Finding the right place to volunteer

“What led me to PADS? In 2001 our 18 year old daughter Courtenay was killed in a car accident. After that, I was looking for some way of paying tribute to her memory. I tried several worthwhile things, such as volunteering at the Canadian Cancer Clinic, but it just didn’t feel right. Then in 2006 I remembered that probably two months before she died, Courtenay and I had had a heart-to-heart talk, and I had asked her, ‘Where’s your direction? What’s your passion? Tell me what you see for your future,’ and she’d replied, ‘Mom, whatever it takes, I’d like to get a big piece of property so I can have big dogs.’

Family on board

“That was Courtenay, she liked big animals, such as horses. I was never around big dogs my whole life, except for one spaniel that we’d had. So remembering that conversation, I thought about going with the dog training, and prayed about it for a while. Then I talked to Don and our other daughter, Kirsten, and said to them, ‘This is on my heart. What do you think? It’s something we could do as a family.’ And we all decided that it would be something our Courtenay would be happy with. That’s kind of what got me in the door.

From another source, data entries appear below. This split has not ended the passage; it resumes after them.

PR #11, opened 2017-03-18
Solution to Assignment 2.1 updated 

divyanshjr:
I've tried to implement Client-Server interaction using Java. Please review and suggest changes.


solutions/divyansh-jamuaar/Assignment-2.1/Client.java
```diff
@@ -0,0 +1,64 @@
+/* Client side program to scan 2 numbers as Command Line Arguments,
+ * send them to the server, receive the result and verify it's correctness
+ */
+import java.io.*;
+import java.net.*;
+
+public class Client {
+  int self_computed_result; // To verify received result
```
kaustubh-karkare: Based on the rules about naming in section 5.2 of the [style guide](https://google.github.io/styleguide/javaguide.html), you be be using lowerCamelCase, not underscores.

solutions/divyansh-jamuaar/Assignment-2.1/Client.java
```diff
@@ -0,0 +1,64 @@
...
+  String ip_address = "localhost"; // IP of server
+  int port = 9999;  // Port on which server is hosted
```
kaustubh-karkare: Extra space before `//`

solutions/divyansh-jamuaar/Assignment-2.1/Client.java
```diff
@@ -0,0 +1,64 @@
...
+  Socket socket;
+  // Constructor
+  public Client() {
+    try {
+      socket = new Socket(ip_address,port);
```
kaustubh-karkare: Space after `,` (section 4.6.2)

solutions/divyansh-jamuaar/Assignment-2.1/Client.java
```diff
@@ -0,0 +1,64 @@
...
+    }
+    catch(Exception e) {
```
kaustubh-karkare: Put the catch on the previous line?

solutions/divyansh-jamuaar/Assignment-2.1/Client.java
```diff
@@ -0,0 +1,64 @@
+/* Client side program to scan 2 numbers as Command Line Arguments,
+ * send them to the server, receive the result and verify it's correctness
+ */
+import java.io.*;
+import java.net.*;
+
+public class Client {
+  int self_computed_result; // To verify received result
+  String ip_address = "localhost"; // IP of server
```
kaustubh-karkare: This isn't an IP address.

solutions/divyansh-jamuaar/Assignment-2.1/Client.java
```diff
@@ -0,0 +1,64 @@
...
+          System.out.println("Result verified");
+        }
+        else {
+          System.out.println("Incorrect result obtained");
+        }
+    }
+  }
+  // Main method
+  public static void main(String args[]) throws Exception {
+    Client client = new Client();
```
kaustubh-karkare: Isn't it better to specify the hostname / port as constructor arguments? Make things generic?

solutions/divyansh-jamuaar/Assignment-2.1/Client.java
```diff
@@ -0,0 +1,64 @@
...
+  String ip_address = "localhost"; // IP of server
+  int port = 9999;  // Port on which server is hosted
+  Socket socket;
+  // Constructor
+  public Client() {
+    try {
+      socket = new Socket(ip_address,port);
+    }
+    catch(Exception e) {
+      System.out.println("Connection refused by server or no server found");
```
kaustubh-karkare: Prefer to throw Exceptions till the main function, and let it handle graceful termination.

solutions/divyansh-jamuaar/Assignment-2.1/Client.java
```diff
@@ -0,0 +1,64 @@
...
+          System.out.println("Incorrect result obtained");
+        }
+    }
+  }
+  // Main method
+  public static void main(String args[]) throws Exception {
+    Client client = new Client();
+    client.computeResult(args);
+    client.sendData(args);
+    client.getData();
```
kaustubh-karkare: This method is not properly named. `getData` suggests that I'm going to receive some data as input.
However, the function returns void, and also does validation inside it.

Instead of mixing framework + application logic like this, you want to keep things separate. That way, your Client class can be used for more than exactly 1 thing.

In this case, how about if the details about the addition are isolated to your main function, and nothing else. Alternatively, don't have `main` functions in either of your classes. Create a 3rd class that uses these 2, which invokes both and ensures that communication works.

solutions/divyansh-jamuaar/Assignment-2.1/Server.java
```diff
@@ -0,0 +1,64 @@
+// Server side program to receive 2 arguments from Client and return the sum if possible
+import java.io.*;
+import java.net.*;
+
+public class Server {
+  static ServerSocket serversocket;
```
kaustubh-karkare: Use camelCase to make it easier to notice word boundaries. `serverSocket`

solutions/divyansh-jamuaar/Assignment-2.1/Server.java
```diff
@@ -0,0 +1,64 @@
...
+  static Socket socket;
+  static String[] input;
+  // Constructor
+  public Server() {
+    try {
+      serversocket = new ServerSocket(9999); // Trying to setup server on port 9999
+    }
+    catch(Exception e) {
```
kaustubh-karkare: Same as before: let `main` handle exceptions, instead of your individual methods doing it.

solutions/divyansh-jamuaar/Assignment-2.1/Server.java
```diff
@@ -0,0 +1,64 @@
...
+      System.out.println("Port not available");
+      System.exit(0);
+    }
+  }
+  public void start() throws Exception {
+    System.out.println("Server started");
+    while(true) {
```
kaustubh-karkare: Space after while.

solutions/divyansh-jamuaar/Assignment-2.1/Client.java
```diff
@@ -0,0 +1,64 @@
...
+  public void getData() throws Exception {
+    BufferedReader br =
+    new BufferedReader(new InputStreamReader(socket.getInputStream()));
+    String input_result = br.readLine();
+    // If Server returns some Error message
+    if(input_result.startsWith("Error:")) {
+      System.out.println("Message from server side: " + input_result);
+    }
+    else {
+        System.out.println("Result received from server: " + input_result);
```
kaustubh-karkare: Instead of printing directly to stdout, you should use a Logger class that can be configured.

solutions/divyansh-jamuaar/Assignment-2.1/Server.java
```diff
@@ -0,0 +1,64 @@
...
+      System.out.println("Waiting for client to connect");
+      socket = serversocket.accept(); // Wait for client to get connected
+      System.out.println("Client connected");
+      Thread.sleep(2000); // Wait for 2 seconds
+      getInput();
+      sendOutput();
```
kaustubh-karkare: Both of these functions need better names. `getInput` sounds like it would return something. `sendOutput` sounds like it should take an argument. Try and make names and behavior intuitive.

solutions/divyansh-jamuaar/Assignment-2.1/Server.java
```diff
@@ -0,0 +1,64 @@
...
+  public static void getInput() throws Exception {
+    ObjectInputStream ois = new ObjectInputStream(socket.getInputStream());
+    input = (String[]) ois.readObject();
+  }
+  // Method to send result to client
+  public static void sendOutput() throws Exception {
+    OutputStreamWriter osw = new OutputStreamWriter(socket.getOutputStream());
+    PrintWriter out = new PrintWriter(osw);
+    // In case less or more arguments are received than required
+    if(input.length != 2) {
```
kaustubh-karkare: Space after `if`.

solutions/divyansh-jamuaar/Assignment-2.1/Server.java
```diff
@@ -0,0 +1,64 @@
...
+      out.println("Error: Number of arguments should be 2");
+      osw.flush();
+    }
+    else {
+      try {
+        int number1 = Integer.parseInt(input[0]);
+        int number2 = Integer.parseInt(input[1]);
+        int ans = number1 + number2;
```
kaustubh-karkare: This is application logic leaking into framework code again.
A method called `getOutput` shouldn't have anything to do with addition like this.

solutions/divyansh-jamuaar/Assignment-2.1/Client.java
divyanshjr: Will change..

solutions/divyansh-jamuaar/Assignment-2.1/Client.java
divyanshjr: I'll change it to 127.0.0.1

solutions/divyansh-jamuaar/Assignment-2.1/Client.java
divyanshjr: Yes, that would be better. I'll do it.

solutions/divyansh-jamuaar/Assignment-2.1/Client.java
divyanshjr: I didn't know about Logger class earlier. I'll implement it.

solutions/divyansh-jamuaar/Assignment-2.1/Client.java
divyanshjr: Sure.

solutions/divyansh-jamuaar/Assignment-2.1/Server.java
divyanshjr: Okay

solutions/divyansh-jamuaar/Assignment-2.1/Client.java
divyanshjr: Okay, I'll make sure that application logic and framework are dealt separately. 

Do you mean to say that I should have a common main method for both Client and Server classses?

solutions/divyansh-jamuaar/Assignment-2.1/Server.java
divyanshjr: Alright

solutions/divyansh-jamuaar/Assignment-2.1/Server.java
divyanshjr: Yes, I'll change their names.

solutions/divyansh-jamuaar/Assignment-2.1/Server.java
divyanshjr: Alright

solutions/divyansh-jamuaar/Assignment-2.1/Client.java
kaustubh-karkare: Yeah, so when I coded this to get a sense of how much time it would take, I had the server and client running on separate threads, communicating via a random socket (instead of a fixed one like 9999).

divyanshjr:
I've updated the solution to Assignment 2.1. Brief working of my code - 
-> The program now supports communication between a single server and multiple clients which run as 
    separate threads.
-> The Server has an additional Worker thread (ClientServiceThread) which processes the requests of the 
    clients. The Server accepts requests from the clients and passes them to the worker thread which 
    processes them and respnds back to the respective client.
-> All the messages generated during the communication are stored in a Log File. This feature is 
     implemented with the help of Logger Class in Java.

solutions/Assignment2_1.java
```diff
@@ -0,0 +1,206 @@
...
+        logger.log(Level.WARNING, "Client "+clientID+": Incorrect result obtained");
+      }
+    }
+  }
+}
+
+// Class containing the main method
+class Assignment2_1 {
+  private final static Logger logger = Logger.getLogger(Assignment2_1.class.getName());
+  private static FileHandler fh = null;
```
kaustubh-karkare: No abbreviations please.

solutions/Assignment2_1.java
```diff
@@ -0,0 +1,206 @@
+/*JAVA program to implement Multiple client-server interaction
+ *Multithreading approach is used where Server and Clients run as separate threads
+ *Server has an additional ClientServiceThread which processes the requests of the clients
+ *The Server accepts requests from Clients and passes the requests to ClientServiceThread
+ *All messages are recorded in a LOG File
```
kaustubh-karkare: According to the style guide, you should have spaces after `*`.

solutions/Assignment2_1.java
```diff
@@ -0,0 +1,206 @@
...
+class Server extends Thread {
+  private static final Logger logger = Logger.getLogger(Server.class.getName());
+  static int port;
+  static ServerSocket serverSocket;
+  static Socket socket;
+  // Constructor
+  public Server(int port) throws Exception {
+      Server.port = port;
+      serverSocket = new ServerSocket(port);
+    }
```
kaustubh-karkare: The indenting for the last 3 lines is off.

solutions/Assignment2_1.java
```diff
@@ -0,0 +1,206 @@
...
+  @Override
+  public void run() {
+    logger.log(Level.INFO, "Server Started");
```
kaustubh-karkare: I dont know the exact API, but based on how other languages do it, I would expect that there will be methods like `logger.info` here. Could you confirm?

solutions/Assignment2_1.java
```diff
@@ -0,0 +1,206 @@
...
+    while (true) {
+      logger.log(Level.INFO, "Waiting for client to connect");
+      try {
+        socket = serverSocket.accept();
+      } catch(Exception e) {}
+      logger.log(Level.INFO, "Client connected");
```
kaustubh-karkare: Specify information about the client?

solutions/Assignment2_1.java
```diff
@@ -0,0 +1,206 @@
...
+      ClientServiceThread worker = new ClientServiceThread(socket);
+      worker.start();
+    }
+  }
+}
+
+// Class which is responsible for processing Client request
+class ClientServiceThread extends Thread {
+  Socket socket;
+  //Constructor
```
kaustubh-karkare: nit: Space after `//`

solutions/Assignment2_1.java
```diff
@@ -0,0 +1,206 @@
...
+  public ClientServiceThread(Socket socket) {
+    this.socket = socket;
+  }
+  @Override
+  public void run() {
+    try {
+      Thread.sleep(2000); // Wait for 2 seconds
+    } catch(Exception e) {}
```
kaustubh-karkare: In general, catch-all exceptions are a bad idea, since they hide information that could otherwise be useful.
In fact, I'd rather not have exceptions caught at all, unless it is information that you actively use.
What's a valid usecase of catching? Database connection failure, since that is something you can retry.
In most cases, just let it bubble up to `main`, which can then figure out what to do.

solutions/Assignment2_1.java
```diff
@@ -0,0 +1,206 @@
...
+    try {
+      String[] input; // Input received from Client
+      String reply; // Reply to be sent to Client
+      input = fetchClientRequest();
```
kaustubh-karkare: nit: Use `get` instead of `fetch`? Fetch usually suggests that you have to make a network call to obtain the data, which get is for already available data. This is borderline, but the data is already delivered, so `get` makes more sense to me.

solutions/Assignment2_1.java
```diff
@@ -0,0 +1,206 @@
...
+      reply = processData(input);
+      replyClient(reply);
```
kaustubh-karkare: `replyToClient` might be better.

solutions/Assignment2_1.java
```diff
@@ -0,0 +1,206 @@
...
+  @Override
+  public void run() {
+    try {
+      Thread.sleep(2000); // Wait for 2 seconds
+    } catch(Exception e) {}
+    try {
+      String[] input; // Input received from Client
+      String reply; // Reply to be sent to Client
+      input = fetchClientRequest();
+      reply = processData(input);
```
kaustubh-karkare: It's cool that you have isolated the adding logic to this one method. Let's take it one step further, and take it is an input to your `Server` class.

solutions/Assignment2_1.java
```diff
@@ -0,0 +1,206 @@
...
+      replyClient(reply);
+    } catch(Exception e) {}
+  }
+  // Method to fetch data from client
+  String[] fetchClientRequest() throws Exception {
```
kaustubh-karkare: I'm not sure it makes sense to even have this method (and replyClient).
This design works when the client makes one request, and gets one response, but in order to make things truly generic, you cant make that assumption in the general case.
I'd think you could store your ObjectInputStream and OutputStreamWriter as class properties, and use them directly from `run`.

solutions/Assignment2_1.java
```diff
@@ -0,0 +1,206 @@
...
+    reply = "Error: Number of arguments should be 2";
+    else {
+      try {
+        int number1 = Integer.parseInt(input[0]);
+        int number2 = Integer.parseInt(input[1]);
+        int ans = number1 + number2;
+        reply = Integer.toString(ans);
+      }
+      // In case input arguments are not of integer type
+      catch(Exception e) {
```
kaustubh-karkare: Your comment helps, but you should use the proper exception corresponding to that case.

solutions/Assignment2_1.java
```diff
@@ -0,0 +1,206 @@
...
+class Client extends Thread {
+  private static final Logger logger = Logger.getLogger(Client.class.getName());
+  int selfComputedResult; // to verify received result
+  String[] arguments; // input from user
+  Socket socket;
+  int clientID;
+  // Constructor
+  public Client(String IP, int port, String[] input, int clientID) throws Exception {
+    socket = new Socket(IP, port);
+    arguments = input;
```
kaustubh-karkare: This is confusing. Would prefer to have a single name for a given piece of data consistently.

solutions/Assignment2_1.java
```diff
@@ -0,0 +1,206 @@
...
+  public void run() {
+    String response = null;
+    try {
+      queryServer();
+      response = getResponse();
+    } catch(Exception e) {}
+    validate(response);
+  }
+  // Method to send client data to server
+  public void queryServer() throws Exception {
```
kaustubh-karkare: My comments about `fetchClientRequest` and `replyClient` apply here too.

solutions/Assignment2_1.java
```diff
@@ -0,0 +1,206 @@
...
+  }
+  // Method to receive response from server
+  public String getResponse() throws Exception {
+    BufferedReader br =
+    new BufferedReader(new InputStreamReader(socket.getInputStream()));
+    String response = br.readLine();
+    return response;
+  }
+  // Method to validate the answer recieved from server
+  public void validate(String response) {
```
kaustubh-karkare: This method is a bit hard to read. Can you simplify?

solutions/Assignment2_1.java
```diff
@@ -0,0 +1,206 @@
...
+      logger.log(Level.WARNING, "Client "+clientID+": Error message from server side - "+response);
+    }
+    else {
+      logger.log(Level.INFO, "Client "+clientID+": Answer received from server: "+response);
+      int result = Integer.parseInt(response);
+      if (result == selfComputedResult) {
+        logger.log(Level.FINE, "Client "+clientID+": Result verified");
+      }
+      else {
+        logger.log(Level.WARNING, "Client "+clientID+": Incorrect result obtained");
```
kaustubh-karkare: According to style guide, spaces around operators.

solutions/Assignment2_1.java
```diff
@@ -0,0 +1,206 @@
...
+  static String[] input;
+  // Method to create log file
+  public static void initLog() {
+    try {
+      fh = new FileHandler("Status.log", false);
+    }
+    catch (SecurityException | IOException e) {
+      e.printStackTrace();
+    }
+    Logger l = Logger.getLogger("");
```
kaustubh-karkare: Same as above.

solutions/Assignment2_1.java
```diff
@@ -0,0 +1,206 @@
...
+  }
+  // Main method
+  public static void main(String args[]) {
+    initLog();
+    Scanner scanner = new Scanner(System.in);
+    System.out.println("Enter the number of clients");
+    clientsCount = scanner.nextInt();
+    client = new Client[clientsCount];
+    // Trying to set up the server
+    System.out.println("Enter port on which server has to be hosted");
```
kaustubh-karkare: Use command line arguments for this. It is okay to use an existing options parser library this time :)

solutions/Assignment2_1.java
divyanshjr: I'll correct that.

solutions/Assignment2_1.java
divyanshjr: logger.info() takes just one parameter i.e. the message and sets it to the level INFO. logger.log() is a generalised method which takes 2 arguments (Level , Message). I could even use methods like logger.info(), logger.warning() etc if you wish.

solutions/Assignment2_1.java
divyanshjr: Alright.

solutions/Assignment2_1.java
divyanshjr: Agree, I'll try to specify the Exception type in the catch statement. But here I won't be able to propagate my Exception to the main method since the run() method is not allowed to throw any exception.

solutions/Assignment2_1.java
divyanshjr: Sure. I'll change it.

solutions/Assignment2_1.java
divyanshjr: Alright.

solutions/Assignment2_1.java
divyanshjr: I didn't get you. Could you please explain a bit more?

solutions/Assignment2_1.java
divyanshjr: Okay, so that means I should only have a processData() method other than run() and rest of the job should be done inside the run() method.

solutions/Assignment2_1.java
divyanshjr: Yes, I'll catch the specific Exception only.

solutions/Assignment2_1.java
divyanshjr: Sure.

solutions/Assignment2_1.java
divyanshjr: Agree, So only one method should be there to validate the response. Rest of the job is to be done inside run().

solutions/Assignment2_1.java
divyanshjr: I'll try to simplify.

solutions/Assignment2_1.java
divyanshjr: oops.. need to change my habit.. :P

solutions/Assignment2_1.java
divyanshjr: Alright. I'll do it.

solutions/Assignment2_1.java
kaustubh-karkare: Prefer `logger.info`. This looks unnecessarily verbose.

solutions/Assignment2_1.java
kaustubh-karkare: Right now, the logic for addition is hardcoded in `processData`. But we want to make it even more flexible, and allow the users of this class to specify how to interact with the client. Basically, make it work beyond this one exact example (you'll hear be say this a lot).

solutions/Assignment2_1.java
kaustubh-karkare: Hmm. It seems weird to have 2 consecutive statements like this. I get why you're doing it, but still, looks weird :P

solutions/Assignment2_1.java
divyanshjr: Alright.. :)

solutions/Assignment2_1.java
divyanshjr: yeah.. it is.. but I'll try..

“And now we look at it as part of our missions work. When I’m out walking them, the dogs open up conversations. I always take great delight in telling people that I raise Christian dogs! That’s how we get the conversations going. Kinda sneaky, right? But it eases nicely into lovely conversations. It’s a ministry that works for us.

How to let them go

“We usually have more than one dog at a time. Skipper here is leaving tomorrow to go to his client, and we’ll see who comes through the door next. I’m available to PADS trainers for anything they need.

“At the moment there’s about 120 dogs being raised, mainly Labradors. They’ve tried using poodles — they’re very smart, but they’re selfish with their knowledge! Labs have the perfect heart, just the right personality.

“Of course you get totally attached to them, there’s always tears when you let them go. But we raised our children the same way, to get out into the world and make it a better place. When you meet a client that has a dog you’ve helped train, and they say ‘My world is better now,’ you realize it’s one of life’s biggest lessons about giving.

“I have been blessed again by having wonderful relationships with the new owners of my dogs. I sometimes get my dogs back to babysit — I even Skype with one of my dogs in Toronto! I don’t lose dogs, I gain new friends.”